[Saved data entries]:
───

PR #3115, opened 2025-09-09
Fix transformer option typing

stereosteve:
I tried some TypeScript tricks to make `TransformFunction` generic, but found it hard to write a version that would satisfy type constraints after narrowing in the `ShapeStream` class.

But I think this is okay, since the call site for `transformer` is in the land of `JSON.parse` and the final value is returned `as Result` that `Record<string, unknown>` is the most accurate typing available in that context.

This also saves end users from having to return with `as Row` in their `transformer` implementation.  It seems like the lowest friction signature for users.

I tested with:

```
cd packages/typescript-client && pnpm typecheck && pnpm build && cd -
cd packages/react-hooks && pnpm build && cd -
cd examples/nextjs && pnpm typecheck && cd -
cd examples/proxy-auth && pnpm typecheck && cd -
```

### DIFF
--- a/packages/typescript-client/src/parser.ts
+++ b/packages/typescript-client/src/parser.ts
@@ -19,9 +19,9 @@ export type Parser<Extensions = never> = {
   [key: string]: ParseFunction<Extensions>
 }
 
-export type TransformFunction<Extensions = never> = (
+export type TransformFunction = (
   record: Record<string, unknown>
-) => Row<Extensions>
+) => Record<string, unknown>
 
 const parseNumber = (value: string) => Number(value)
 const parseBool = (value: string) => value === `true` || value === `t`
@@ -98,10 +98,10 @@ export function pgArrayParser<Extensions>(
 
 export class MessageParser<T extends Row<unknown>> {
   private parser: Parser<GetExtensions<T>>
-  private transformer?: TransformFunction<GetExtensions<T>>
+  private transformer?: TransformFunction
   constructor(
     parser?: Parser<GetExtensions<T>>,
-    transformer?: TransformFunction<GetExtensions<T>>
+    transformer?: TransformFunction
   ) {
     // Merge the provided parser with the default parser
     // to use the provided parser whenever defined
--- a/packages/typescript-client/src/parser.ts
+++ b/packages/typescript-client/src/parser.ts
@@ -20,7 +20,7 @@ export type Parser<Extensions = never> = {
 }
 
 export type TransformFunction<Extensions = never> = (
-  message: Row<Extensions>
+  record: Record<string, unknown>
 ) => Row<Extensions>
 
 const parseNumber = (value: string) => Number(value)
--- a/packages/typescript-client/src/client.ts
+++ b/packages/typescript-client/src/client.ts
@@ -259,7 +259,7 @@ export interface ShapeStreamOptions<T = never> {
   fetchClient?: typeof fetch
   backoffOptions?: BackoffOptions
   parser?: Parser<T>
-  transformer?: TransformFunction<T>
+  transformer?: TransformFunction
 
   /**
    * A function for handling shapestream errors.
--- a/packages/typescript-client/test/client.test.ts
+++ b/packages/typescript-client/test/client.test.ts
@@ -127,13 +127,19 @@ describe.for(fetchAndSse)(
     }) => {
       const [id] = await insertIssues({ title: `test title` })
 
+      type CustomRow = {
+        ID: number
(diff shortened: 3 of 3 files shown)


packages/typescript-client/src/parser.ts
```diff
@@ -98,10 +98,10 @@ export function pgArrayParser<Extensions>(
 
 export class MessageParser<T extends Row<unknown>> {
   private parser: Parser<GetExtensions<T>>
-  private transformer?: TransformFunction<GetExtensions<T>>
+  private transformer?: TransformFunction
   constructor(
     parser?: Parser<GetExtensions<T>>,
-    transformer?: TransformFunction<GetExtensions<T>>
```
KyleAMathews, line 104: Gonna tag @kevin-dp on this as he added all these types

kevin-dp (commented):
I'm not sure which problem this solves, could you please clarify this with some code examples.

I wrote the original version of the parser with the extensions and a community member added support for transformers with types based on those of the parser. I do think that the transformer type is correct and precise:
```ts
export type TransformFunction<Extensions = never> = (
  message: Row<Extensions>
) => Row<Extensions>
```
The input type is a `Row` that can contain extensions (e.g. if the user is using Dates or other types that aren't built into our ts client). The input and output of the transformer are both typed as `Row<Extensions>` but that doesn't mean they need to be the same type. The input and output can be different as long as they are both rows (optionally with types from the extensions).

This PR removes the `Extensions` from the transformer and types it as `Record<string, unknown>`. This is a more general type and i prefer to stick to the more precise type whenever possible.

stereosteve:
Yeah sorry, I didn't provide much context in the PR description.

Yesterday made [PR 3105](https://github.com/electric-sql/electric/pull/3105) to let the user specify arbitrary record transforms at parse time... the motivation being converting keys from `snake_case` to `camelCase` for this issue https://github.com/electric-sql/electric/issues/2904.

Given the primary use case is to rename fields, I think at least the `transformer` input should be `Record<string, unknown>` even if the output is a generic `CustomRow` type.

But when merged to main, the vanilla usage in `nextjs` and `proxy-auth` examples got this type error:

```
Types of property 'transformer' are incompatible.
    Type 'TransformFunction<never> | undefined' is not assignable to type 'TransformFunction<string | number> | undefined'.
      Type 'TransformFunction<never>' is not assignable to type 'TransformFunction<string | number>'.
        Types of parameters 'message' and 'message' are incompatible.
          Type 'Row<string | number>' is not assignable to type 'Row<never>'.
            Type 'string | number' is not assignable to type 'never'.
              Type 'string' is not assignable to type 'never'.
```

The tricky part is we want to add an optional `transformer` function to `ShapeStreamOptions` which is defined as:

```
export interface ShapeStreamOptions<T = never>
```

In the `ShapeStream` constructor this gets narrowed to:

```
ShapeStreamOptions<GetExtensions<T>>
```

So I couldn't figure out a way to define a generic `TransformFunction` interface that could be used on the `ShapeStreamOptions` definition and also in `MessageParser` after the options have been narrowed to `ShapeStreamOptions<GetExtensions<T>>`.

Granted I'm at the edge of my TypeScript knowledge.  @kevin-dp let me know if you have ideas about how to correctly type in both the `ShapeStreamOptions` and `MessageParser`.

stereosteve:
Also worth noting that this is primarily an escape hatch for users who might have existing types from a REST API and have to conform the postgres schema so they can introduce electric within an existing codebase.

I was trying to make the interface simple so the user didn't have to deal with internal type details that might be confusing.  There's no real internal use of this `TransformFunction` option.

It'd be unfortunate if the user had to do this to satisfy the typing along the way:

```ts
      // transformer example: uppercase keys
      const uppercaseKeys: TransformFunction<GetExtensions<CustomRow>> = (
        row
      ) =>
        Object.fromEntries(
          Object.entries(row).map(([k, v]) => [k.toUpperCase(), v])
        ) as CustomRow

      const shapeStream = new ShapeStream<CustomRow>({
        url: `${BASE_URL}/v1/shape`,
        params: {
          table: issuesTableUrl,
        },
        transformer: uppercaseKeys,
      })
```

stereosteve:
closed by: https://github.com/electric-sql/electric/pull/3117

kevin-dp:
Hi @stereosteve, thanks for elaborating on the matter. Your transformer function unraveled a problem with our implementation of `GetExtensions`. As you noticed i have fixed that problem and i believe this solves the problems you had with the typing of the `TransformFunction`. Let me know if that's not the case.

───

[Aim of the task]:
Return each entry from above without altering a single character.

[Task result]:
PR #3115, opened 2025-09-09
Fix transformer option typing

stereosteve:
I tried some TypeScript tricks to make `TransformFunction` generic, but found it hard to write a version that would satisfy type constraints after narrowing in the `ShapeStream` class.

But I think this is okay, since the call site for `transformer` is in the land of `JSON.parse` and the final value is returned `as Result` that `Record<string, unknown>` is the most accurate typing available in that context.

This also saves end users from having to return with `as Row` in their `transformer` implementation.  It seems like the lowest friction signature for users.

I tested with:

```
cd packages/typescript-client && pnpm typecheck && pnpm build && cd -
cd packages/react-hooks && pnpm build && cd -
cd examples/nextjs && pnpm typecheck && cd -
cd examples/proxy-auth && pnpm typecheck && cd -
```

### DIFF
--- a/packages/typescript-client/src/parser.ts
+++ b/packages/typescript-client/src/parser.ts
@@ -19,9 +19,9 @@ export type Parser<Extensions = never> = {
   [key: string]: ParseFunction<Extensions>
 }
 
-export type TransformFunction<Extensions = never> = (
+export type TransformFunction = (
   record: Record<string, unknown>
-) => Row<Extensions>
+) => Record<string, unknown>
 
 const parseNumber = (value: string) => Number(value)
 const parseBool = (value: string) => value === `true` || value === `t`
@@ -98,10 +98,10 @@ export function pgArrayParser<Extensions>(
 
 export class MessageParser<T extends Row<unknown>> {
   private parser: Parser<GetExtensions<T>>
-  private transformer?: TransformFunction<GetExtensions<T>>
+  private transformer?: TransformFunction
   constructor(
     parser?: Parser<GetExtensions<T>>,
-    transformer?: TransformFunction<GetExtensions<T>>
+    transformer?: TransformFunction
   ) {
     // Merge the provided parser with the default parser
     // to use the provided parser whenever defined
--- a/packages/typescript-client/src/parser.ts
+++ b/packages/typescript-client/src/parser.ts
@@ -20,7 +20,7 @@ export type Parser<Extensions = never> = {
 }
 
 export type TransformFunction<Extensions = never> = (
-  message: Row<Extensions>
+  record: Record<string, unknown>
 ) => Row<Extensions>
 
 const parseNumber = (value: string) => Number(value)
--- a/packages/typescript-client/src/client.ts
+++ b/packages/typescript-client/src/client.ts
@@ -259,7 +259,7 @@ export interface ShapeStreamOptions<T = never> {
   fetchClient?: typeof fetch
   backoffOptions?: BackoffOptions
   parser?: Parser<T>
-  transformer?: TransformFunction<T>
+  transformer?: TransformFunction
 
   /**
    * A function for handling shapestream errors.
--- a/packages/typescript-client/test/client.test.ts
+++ b/packages/typescript-client/test/client.test.ts
@@ -127,13 +127,19 @@ describe.for(fetchAndSse)(
     }) => {
       const [id] = await insertIssues({ title: `test title` })
 
+      type CustomRow = {
+        ID: number
(diff shortened: 3 of 3 files shown)


packages/typescript-client/src/parser.ts
```diff
@@ -98,10 +98,10 @@ export function pgArrayParser<Extensions>(
 
 export class MessageParser<T extends Row<unknown>> {
   private parser: Parser<GetExtensions<T>>
-  private transformer?: TransformFunction<GetExtensions<T>>
+  private transformer?: TransformFunction
   constructor(
     parser?: Parser<GetExtensions<T>>,
-    transformer?: TransformFunction<GetExtensions<T>>
```
KyleAMathews, line 104: Gonna tag @kevin-dp on this as he added all these types

kevin-dp (commented):
I'm not sure which problem this solves, could you please clarify this with some code examples.

I wrote the original version of the parser with the extensions and a community member added support for transformers with types based on those of the parser. I do think that the transformer type is correct and precise:
```ts
export type TransformFunction<Extensions = never> = (
  message: Row<Extensions>
) => Row<Extensions>
```
The input type is a `Row` that can contain extensions (e.g. if the user is using Dates or other types that aren't built into our ts client). The input and output of the transformer are both typed as `Row<Extensions>` but that doesn't mean they need to be the same type. The input and output can be different as long as they are both rows (optionally with types from the extensions).

This PR removes the `Extensions` from the transformer and types it as `Record<string, unknown>`. This is a more general type and i prefer to stick to the more precise type whenever possible.

stereosteve:
Yeah sorry, I didn't provide much context in the PR description.

Yesterday made [PR 3105](https://github.com/electric-sql/electric/pull/3105) to let the user specify arbitrary record transforms at parse time... the motivation being converting keys from `snake_case` to `camelCase` for this issue https://github.com/electric-sql/electric/issues/2904.

Given the primary use case is to rename fields, I think at least the `transformer` input should be `Record<string, unknown>` even if the output is a generic `CustomRow` type.

But when merged to main, the vanilla usage in `nextjs` and `proxy-auth` examples got this type error:

```
Types of property 'transformer' are incompatible.
    Type 'TransformFunction<never> | undefined' is not assignable to type 'TransformFunction<string | number> | undefined'.
      Type 'TransformFunction<never>' is not assignable to type 'TransformFunction<string | number>'.
        Types of parameters 'message' and 'message' are incompatible.
          Type 'Row<string | number>' is not assignable to type 'Row<never>'.
            Type 'string | number' is not assignable to type 'never'.
              Type 'string' is not assignable to type 'never'.
```

The tricky part is we want to add an optional `transformer` function to `ShapeStreamOptions` which is defined as:

```
export interface ShapeStreamOptions<T = never>
```

In the `ShapeStream` constructor this gets narrowed to:

```
ShapeStreamOptions<GetExtensions<T>>
```

So I couldn't figure out a way to define a generic `TransformFunction` interface that could be used on the `ShapeStreamOptions` definition and also in `MessageParser` after the options have been narrowed to `ShapeStreamOptions<GetExtensions<T>>`.

Granted I'm at the edge of my TypeScript knowledge.  @kevin-dp let me know if you have ideas about how to correctly type in both the `ShapeStreamOptions` and `MessageParser`.

stereosteve:
Also worth noting that this is primarily an escape hatch for users who might have existing types from a REST API and have to conform the postgres schema so they can introduce electric within an existing codebase.

I was trying to make the interface simple so the user didn't have to deal with internal type details that might be confusing.  There's no real internal use of this `TransformFunction` option.

It'd be unfortunate if the user had to do this to satisfy the typing along the way:

```ts
      // transformer example: uppercase keys
      const uppercaseKeys: TransformFunction<GetExtensions<CustomRow>> = (
        row
      ) =>
        Object.fromEntries(
          Object.entries(row).map(([k, v]) => [k.toUpperCase(), v])
        ) as CustomRow

      const shapeStream = new ShapeStream<CustomRow>({
        url: `${BASE_URL}/v1/shape`,
        params: {
          table: issuesTableUrl,
        },
        transformer: uppercaseKeys,
      })
```

stereosteve:
closed by: https://github.com/electric-sql/electric/pull/3117

kevin-dp:
Hi @stereosteve, thanks for elaborating on the matter. Your transformer function unraveled a problem with our implementation of `GetExtensions`. As you noticed i have fixed that problem and i believe this solves the problems you had with the typing of the `TransformFunction`. Let me know if that's not the case.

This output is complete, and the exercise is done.